Read through the lines below and copy the ones holding the string "tuple".

DATA PROVIDED START

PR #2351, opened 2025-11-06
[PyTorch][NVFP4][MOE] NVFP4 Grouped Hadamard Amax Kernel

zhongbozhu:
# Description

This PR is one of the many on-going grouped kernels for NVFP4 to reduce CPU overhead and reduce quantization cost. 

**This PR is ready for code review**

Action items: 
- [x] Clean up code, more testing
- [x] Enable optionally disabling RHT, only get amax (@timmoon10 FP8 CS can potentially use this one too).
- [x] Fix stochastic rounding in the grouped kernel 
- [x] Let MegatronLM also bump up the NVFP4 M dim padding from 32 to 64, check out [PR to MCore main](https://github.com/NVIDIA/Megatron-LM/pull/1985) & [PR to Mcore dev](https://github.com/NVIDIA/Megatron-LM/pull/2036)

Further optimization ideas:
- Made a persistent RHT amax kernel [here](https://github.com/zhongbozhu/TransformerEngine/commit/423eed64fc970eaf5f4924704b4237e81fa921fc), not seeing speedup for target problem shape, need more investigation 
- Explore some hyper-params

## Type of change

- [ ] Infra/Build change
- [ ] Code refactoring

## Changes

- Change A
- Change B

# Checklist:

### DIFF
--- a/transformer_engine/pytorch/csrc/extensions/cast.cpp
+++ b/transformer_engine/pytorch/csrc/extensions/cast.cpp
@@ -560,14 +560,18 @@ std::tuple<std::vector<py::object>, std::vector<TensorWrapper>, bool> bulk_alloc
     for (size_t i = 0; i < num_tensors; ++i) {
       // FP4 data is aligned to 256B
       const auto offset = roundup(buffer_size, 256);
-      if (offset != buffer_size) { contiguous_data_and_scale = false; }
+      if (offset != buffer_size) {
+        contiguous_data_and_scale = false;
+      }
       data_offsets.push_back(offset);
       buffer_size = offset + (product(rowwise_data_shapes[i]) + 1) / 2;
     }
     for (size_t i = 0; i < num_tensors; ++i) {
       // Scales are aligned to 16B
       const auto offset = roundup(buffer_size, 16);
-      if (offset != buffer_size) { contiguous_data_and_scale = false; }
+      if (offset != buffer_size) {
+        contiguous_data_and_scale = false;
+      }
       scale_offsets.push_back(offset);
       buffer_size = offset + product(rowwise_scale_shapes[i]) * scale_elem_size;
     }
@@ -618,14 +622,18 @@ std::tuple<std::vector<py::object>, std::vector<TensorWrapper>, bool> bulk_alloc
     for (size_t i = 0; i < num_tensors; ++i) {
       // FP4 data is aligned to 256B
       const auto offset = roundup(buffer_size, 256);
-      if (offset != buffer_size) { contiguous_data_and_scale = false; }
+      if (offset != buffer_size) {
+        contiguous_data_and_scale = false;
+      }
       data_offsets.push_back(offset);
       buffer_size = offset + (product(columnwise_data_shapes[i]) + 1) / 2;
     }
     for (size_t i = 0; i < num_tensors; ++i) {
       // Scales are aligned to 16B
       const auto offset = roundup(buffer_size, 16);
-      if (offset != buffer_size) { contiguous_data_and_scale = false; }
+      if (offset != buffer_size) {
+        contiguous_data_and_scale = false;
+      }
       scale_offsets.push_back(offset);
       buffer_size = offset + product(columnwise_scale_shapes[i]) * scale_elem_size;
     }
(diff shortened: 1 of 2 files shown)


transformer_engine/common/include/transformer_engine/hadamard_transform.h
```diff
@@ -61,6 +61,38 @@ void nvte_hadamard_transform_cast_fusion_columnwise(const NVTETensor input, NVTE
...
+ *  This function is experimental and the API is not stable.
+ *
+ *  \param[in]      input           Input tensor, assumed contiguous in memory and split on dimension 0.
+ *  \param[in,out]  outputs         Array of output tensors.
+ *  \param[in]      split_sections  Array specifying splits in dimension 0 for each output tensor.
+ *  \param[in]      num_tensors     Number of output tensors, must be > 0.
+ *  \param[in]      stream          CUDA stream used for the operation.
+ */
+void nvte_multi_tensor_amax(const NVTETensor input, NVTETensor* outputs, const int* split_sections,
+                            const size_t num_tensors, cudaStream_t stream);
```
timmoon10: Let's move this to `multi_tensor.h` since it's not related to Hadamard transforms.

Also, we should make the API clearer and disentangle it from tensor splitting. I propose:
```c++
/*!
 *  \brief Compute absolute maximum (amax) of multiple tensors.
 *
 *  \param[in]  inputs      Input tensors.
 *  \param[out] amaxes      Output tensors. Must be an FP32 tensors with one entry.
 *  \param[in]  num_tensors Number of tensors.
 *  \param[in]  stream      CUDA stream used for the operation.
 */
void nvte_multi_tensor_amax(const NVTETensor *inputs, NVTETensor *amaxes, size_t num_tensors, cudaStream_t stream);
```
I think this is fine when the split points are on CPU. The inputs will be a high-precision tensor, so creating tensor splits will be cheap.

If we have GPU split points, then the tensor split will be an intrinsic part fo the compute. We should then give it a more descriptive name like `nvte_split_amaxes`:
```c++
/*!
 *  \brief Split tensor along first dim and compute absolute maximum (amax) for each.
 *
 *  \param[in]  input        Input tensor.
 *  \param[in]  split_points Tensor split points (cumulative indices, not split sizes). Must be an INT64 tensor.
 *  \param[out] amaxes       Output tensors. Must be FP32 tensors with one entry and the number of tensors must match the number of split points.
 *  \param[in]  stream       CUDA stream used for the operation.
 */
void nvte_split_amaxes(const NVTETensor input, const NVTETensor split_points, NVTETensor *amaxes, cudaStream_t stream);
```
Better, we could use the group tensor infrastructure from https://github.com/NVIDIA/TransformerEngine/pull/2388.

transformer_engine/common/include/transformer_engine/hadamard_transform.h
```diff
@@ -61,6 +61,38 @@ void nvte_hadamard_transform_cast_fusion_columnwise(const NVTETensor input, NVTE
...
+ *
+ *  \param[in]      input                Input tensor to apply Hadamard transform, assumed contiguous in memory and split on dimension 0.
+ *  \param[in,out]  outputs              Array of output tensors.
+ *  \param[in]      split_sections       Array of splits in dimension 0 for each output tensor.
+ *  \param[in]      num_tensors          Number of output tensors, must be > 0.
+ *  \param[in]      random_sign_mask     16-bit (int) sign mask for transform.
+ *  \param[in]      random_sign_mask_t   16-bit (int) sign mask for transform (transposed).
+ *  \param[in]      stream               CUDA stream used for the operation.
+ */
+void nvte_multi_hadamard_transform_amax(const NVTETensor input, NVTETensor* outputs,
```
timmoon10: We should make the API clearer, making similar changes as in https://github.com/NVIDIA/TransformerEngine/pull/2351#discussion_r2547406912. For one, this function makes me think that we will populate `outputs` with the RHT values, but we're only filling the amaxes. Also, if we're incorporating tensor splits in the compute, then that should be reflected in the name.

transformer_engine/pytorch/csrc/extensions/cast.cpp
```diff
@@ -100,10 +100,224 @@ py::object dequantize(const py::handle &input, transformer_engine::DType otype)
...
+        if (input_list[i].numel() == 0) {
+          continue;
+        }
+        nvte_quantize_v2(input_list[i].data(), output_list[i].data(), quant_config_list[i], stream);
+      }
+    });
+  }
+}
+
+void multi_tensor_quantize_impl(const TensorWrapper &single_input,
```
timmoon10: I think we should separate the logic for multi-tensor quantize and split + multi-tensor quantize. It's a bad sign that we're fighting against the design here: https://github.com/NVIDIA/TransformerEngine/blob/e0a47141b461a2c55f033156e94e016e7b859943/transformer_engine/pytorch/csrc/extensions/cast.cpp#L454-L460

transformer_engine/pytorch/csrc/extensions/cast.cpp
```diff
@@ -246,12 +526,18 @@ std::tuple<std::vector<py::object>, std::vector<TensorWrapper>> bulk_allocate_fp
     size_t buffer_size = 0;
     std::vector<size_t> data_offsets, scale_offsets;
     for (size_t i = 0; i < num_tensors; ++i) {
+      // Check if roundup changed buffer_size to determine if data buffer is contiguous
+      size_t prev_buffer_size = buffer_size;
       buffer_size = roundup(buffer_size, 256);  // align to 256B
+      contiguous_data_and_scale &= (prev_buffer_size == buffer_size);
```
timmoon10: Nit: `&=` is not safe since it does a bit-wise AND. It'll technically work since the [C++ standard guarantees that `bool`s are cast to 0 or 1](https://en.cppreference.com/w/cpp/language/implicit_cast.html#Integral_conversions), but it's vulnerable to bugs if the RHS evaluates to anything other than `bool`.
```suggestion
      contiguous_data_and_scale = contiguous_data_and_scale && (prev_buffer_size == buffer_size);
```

DATA PROVIDED END

**RESPONSE TO THIS EXERCISE:**
@@ -560,14 +560,18 @@ std::tuple<std::vector<py::object>, std::vector<TensorWrapper>, bool> bulk_alloc
@@ -618,14 +622,18 @@ std::tuple<std::vector<py::object>, std::vector<TensorWrapper>, bool> bulk_alloc
@@ -246,12 +526,18 @@ std::tuple<std::vector<py::object>, std::vector<TensorWrapper>> bulk_allocate_fp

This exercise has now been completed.